For calculating the bandwidth savings we assumed that the DynCoDe node in the local network would be serving only a modest 10 dynamic customized pages/second. We plotted the bandwidth savings with relation to the invalidation rate. Intuitively as the invalidation rate decreases the bandwidth savings would increase, as most of the content in the cache could be used to build the personalized content and less content needs to be fetched from the web server. Significantly even a high invalidation rate of 1 minute for each object in the cache leads to 83% savings in bandwidth. Making a more reasonable assumption that content changes only every 5 min the bandwidth savings increase to 97%.

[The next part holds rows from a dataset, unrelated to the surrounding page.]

PR #3285, opened 2026-04-08
fix(ci): Prefer go.work for toolchain info

dmihalcik-virtru:
### Proposed Changes

* We have been setting toolchain explicitly to satisfy `govulncheck`
* Setting it in the `go.work` file lets us keep everything up to date while only editing one file
* Updates toolchain to latest on current minor branch: 1.25.9

### Checklist

## Summary by CodeRabbit

* **Chores**
  * Removed explicit per-module toolchain pins in favor of the workspace-specified toolchain.
  * CI workflows now derive the Go toolchain from the workspace file instead of hardcoded versions.
  * Workspace regeneration preserves and conditionally restores the original toolchain when present, and skips unnecessary work for leaf modules to avoid unintended changes.

### DIFF
--- a/.github/scripts/work-init.sh
+++ b/.github/scripts/work-init.sh
@@ -36,10 +36,16 @@ if ! cd "$ROOT_DIR"; then
   exit 1
 fi
 
+# Preserve the toolchain directive from the original go.work so that CI steps
+# reading go-version-file: go.work (e.g. govulncheck) continue to use the
+# correct Go version after the workspace is regenerated.
+ORIG_TOOLCHAIN=$(awk '/^toolchain / {print $2; exit}' go.work 2>/dev/null)
+
 echo "[INFO] Rebuilding partial go.work for [${component}]"
 case $component in
 lib/ocrypto | lib/fixtures | lib/flattening | lib/identifier | protocol/go)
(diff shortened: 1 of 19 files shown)


pflynn-virtru (dismissed):

pflynn-virtru (dismissed):

jentfoo (dismissed):
We can try it, however this will likely make dependabot updates require more manual effort if they need a go version update (not clear if the tool will update the go.work)

dmihalcik-virtru:
> We can try it, however this will likely make dependabot updates require more manual effort if they need a go version update (not clear if the tool will update the go.work)

AFAIK dependabot only updates the toolchain as a side effect of dep updates, so it isn't predictable already. It will continue to add toolchain directives to the go.mod files if a dep adds a toolchain dep greater than the one in the go.work, but it will disappear with mod tidy when the go.work is updated past it.

dmihalcik-virtru:
I've added a [commit](https://github.com/opentdf/platform/pull/3285/changes/71c326edc4a75041aff9545432c8770f1bbe12be) to include the new otdfctl go.mod, as well as consolidate the setup-go actions on go.work

marythought (approved):

strantalis (approved):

From our measurements we have seen that maintaining the per-proxy state consumes very little CPU time compared to actually processing the dynamic content requests for the clients. As the number of proxies used by a server increases, the memory overhead on the server to maintain state for the proxies increases linearly. The significant fact is that the amount of memory needed to keep state for 100 DynCoDe proxies is only 60MB, which is quite reasonable given the fact that these 100 DynCoDe nodes could potentially increase the serving capacity of the server 100 fold. This supports our assumption that server side invalidations do not limit the scalability of the server while maintaining strong consistency semantics for the content and code.

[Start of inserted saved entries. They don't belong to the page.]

PR #3313, opened 2026-04-16
fix(core): preserve backward-compatible Loader.Watch interface

pflynn-virtru:
## Summary
- Reverts `Loader.Watch` to its original 3-arg signature `(ctx, cfg, onChange)` to maintain backward compatibility for downstream consumers that implement `Loader` directly
- Introduces an optional `NamespaceAwareLoader` interface for loaders that want namespace/service information during watch, added via `WatchWithNamespaces(ctx, cfg, onChange, namespaces)`
- `Config.WatchWithNamespaces` type-asserts each loader and routes to `WatchWithNamespaces` when the loader opts in, otherwise falls back to plain `Watch`

## Guidance for downstream implementers

If your custom loader does not need namespace/service info, implement `config.Loader` as before — no change required.

If your custom loader wants namespace/service info (e.g. a remote config source scoped to enabled services), implement `config.NamespaceAwareLoader`:

```go
type MyLoader struct{ /* ... */ }

// Required by Loader
func (l *MyLoader) Watch(ctx context.Context, cfg *config.Config, onChange func(context.Context) error) error {
    // fallback path — used when the caller invokes cfg.Watch(ctx) without namespace info
    return nil
}

// Required by NamespaceAwareLoader
func (l *MyLoader) WatchWithNamespaces(
    ctx context.Context,
    cfg *config.Config,
    onChange func(context.Context) error,
    namespaces []config.NamespaceInfo,
) error {
    // preferred path — invoked when the host calls cfg.WatchWithNamespaces(ctx, ns)
    return nil
}
```

Callers that need namespace-aware behavior must invoke `cfg.WatchWithNamespaces(ctx, namespaces)` — `cfg.Watch(ctx)` passes an empty slice and will not deliver namespace info to `NamespaceAwareLoader` implementers.

## Test plan
- [x] `go build ./service/...` passes
- [x] `go test ./service/pkg/config/...` passes
- [ ] CI checks pass

## Summary by CodeRabbit

* **Refactor**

The aim of this project was to push the generation and caching of personalized web content to the nodes in the access networks, which are much closer to the clients, than the actual web servers which reside across the WAN. The major benefits of such architecture include improved bandwidth consumption, user response time, server availability and scalability. Based on these assumptions we have developed the DynCoDe architecture where the DynCoDe nodes located in the edge networks are responsible for caching and serving the personalized content to the clients and the server is responsible for pushing content to DynCoDe proxies on the edges and also for maintaining the consistency of such content that had been pushed. The evaluation of the architecture under real network conditions has indicated that the user response time has been cut by half, bandwidth savings under the worst-case conditions are greater than 80% and the server request serving capacity could be improved by orders of magnitude.